→ **Requirement**
Give a count of the lines below that have the string "depth" in them, with no other words.

→ **Records provided**
PR #3965, opened 2026-01-15
.tekton: increase clone depth

joelcapitao:
Since 5c83258, we need to have a git tree containing more commits than just 1 (the default), because the python script versionary calculates the `n` value based on the number of commits. This patch increases the number of commits to clone up to 50. We expect not having more than 50 commits since the last manifest lockfile update.

### DIFF
--- a/.tekton/base/base/fedora-coreos.yaml
+++ b/.tekton/base/base/fedora-coreos.yaml
@@ -39,10 +39,12 @@ spec:
     - linux/arm64
     - linux/s390x
     - linux/ppc64le
+  - name: clone-depth
+    value: 50
   pipelineRef:
     params:
     - name: bundle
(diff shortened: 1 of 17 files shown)


joelcapitao:
FTR the Konflux log of this PR:
```
[prepare-build-context : prepare-build-context] + tee /tekton/results/labels
[prepare-build-context : prepare-build-context] [
[prepare-build-context : prepare-build-context]   "version=43.20260114.20.4",
[prepare-build-context : prepare-build-context]   "fedora-coreos.stream=testing-devel"
[prepare-build-context : prepare-build-context] ]
```

jbtrystram (approved):

dustymabe (approved):

dustymabe:
LGTM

→ **Answer to the exercise**
2